> HOW TO COMPLETE THIS TASK: Return every line from the one with "PR #409, opened 2020-11-30" through the one with "Therefore, I removed", inclusive, exactly as it appears below.

[RECORDS FOR PROCESSING — start]

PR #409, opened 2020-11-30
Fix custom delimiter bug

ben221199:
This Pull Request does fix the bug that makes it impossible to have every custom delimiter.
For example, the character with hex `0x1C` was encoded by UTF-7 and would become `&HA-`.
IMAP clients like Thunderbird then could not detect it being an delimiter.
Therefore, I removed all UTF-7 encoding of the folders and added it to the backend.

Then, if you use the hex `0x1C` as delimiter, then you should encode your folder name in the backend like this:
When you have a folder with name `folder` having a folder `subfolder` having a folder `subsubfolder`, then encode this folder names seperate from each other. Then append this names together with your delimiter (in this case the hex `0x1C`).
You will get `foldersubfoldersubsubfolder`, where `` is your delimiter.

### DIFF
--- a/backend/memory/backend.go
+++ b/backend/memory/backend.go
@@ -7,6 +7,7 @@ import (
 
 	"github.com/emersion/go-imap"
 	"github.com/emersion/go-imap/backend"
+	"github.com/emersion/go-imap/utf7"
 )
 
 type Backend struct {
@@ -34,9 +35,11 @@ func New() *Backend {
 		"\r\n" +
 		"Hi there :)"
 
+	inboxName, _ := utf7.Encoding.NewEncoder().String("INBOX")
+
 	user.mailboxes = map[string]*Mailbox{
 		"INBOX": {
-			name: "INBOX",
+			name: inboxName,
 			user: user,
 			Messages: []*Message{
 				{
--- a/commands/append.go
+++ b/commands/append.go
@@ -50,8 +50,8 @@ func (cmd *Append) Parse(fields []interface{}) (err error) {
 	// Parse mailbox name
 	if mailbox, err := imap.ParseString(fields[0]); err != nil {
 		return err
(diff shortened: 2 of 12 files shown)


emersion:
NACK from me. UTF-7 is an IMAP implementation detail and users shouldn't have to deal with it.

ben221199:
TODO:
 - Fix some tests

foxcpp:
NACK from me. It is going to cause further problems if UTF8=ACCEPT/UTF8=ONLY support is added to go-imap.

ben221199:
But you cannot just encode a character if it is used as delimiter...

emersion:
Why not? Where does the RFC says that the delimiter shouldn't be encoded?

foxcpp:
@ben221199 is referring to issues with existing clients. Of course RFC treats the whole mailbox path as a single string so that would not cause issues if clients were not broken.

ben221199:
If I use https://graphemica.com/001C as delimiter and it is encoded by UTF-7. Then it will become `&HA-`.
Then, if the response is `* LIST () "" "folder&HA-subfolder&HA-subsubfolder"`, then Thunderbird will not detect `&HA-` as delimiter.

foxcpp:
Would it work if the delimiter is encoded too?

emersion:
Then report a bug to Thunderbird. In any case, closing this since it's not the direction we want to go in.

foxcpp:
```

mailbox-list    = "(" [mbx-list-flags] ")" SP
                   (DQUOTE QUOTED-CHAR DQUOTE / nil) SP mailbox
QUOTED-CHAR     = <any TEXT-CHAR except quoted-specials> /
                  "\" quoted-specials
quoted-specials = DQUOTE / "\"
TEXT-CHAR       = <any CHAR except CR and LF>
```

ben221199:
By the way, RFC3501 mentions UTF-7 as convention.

[RECORDS FOR PROCESSING — finish]
[RECORDS FOR PROCESSING — start]

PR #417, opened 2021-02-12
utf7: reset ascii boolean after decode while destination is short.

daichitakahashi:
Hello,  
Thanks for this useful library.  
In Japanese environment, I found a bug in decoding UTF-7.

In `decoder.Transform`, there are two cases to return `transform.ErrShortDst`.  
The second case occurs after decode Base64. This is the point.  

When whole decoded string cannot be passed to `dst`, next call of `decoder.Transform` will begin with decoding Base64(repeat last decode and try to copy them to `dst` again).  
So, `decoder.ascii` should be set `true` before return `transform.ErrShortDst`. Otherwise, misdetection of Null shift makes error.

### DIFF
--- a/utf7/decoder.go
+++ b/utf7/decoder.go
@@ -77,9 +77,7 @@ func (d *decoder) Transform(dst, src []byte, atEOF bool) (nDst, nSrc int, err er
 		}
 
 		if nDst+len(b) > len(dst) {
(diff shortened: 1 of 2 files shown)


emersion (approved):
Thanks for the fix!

[RECORDS FOR PROCESSING — finish]

> RESPONSE TO THE EXERCISE:
PR #409, opened 2020-11-30
Fix custom delimiter bug

ben221199:
This Pull Request does fix the bug that makes it impossible to have every custom delimiter.
For example, the character with hex `0x1C` was encoded by UTF-7 and would become `&HA-`.
IMAP clients like Thunderbird then could not detect it being an delimiter.
Therefore, I removed all UTF-7 encoding of the folders and added it to the backend.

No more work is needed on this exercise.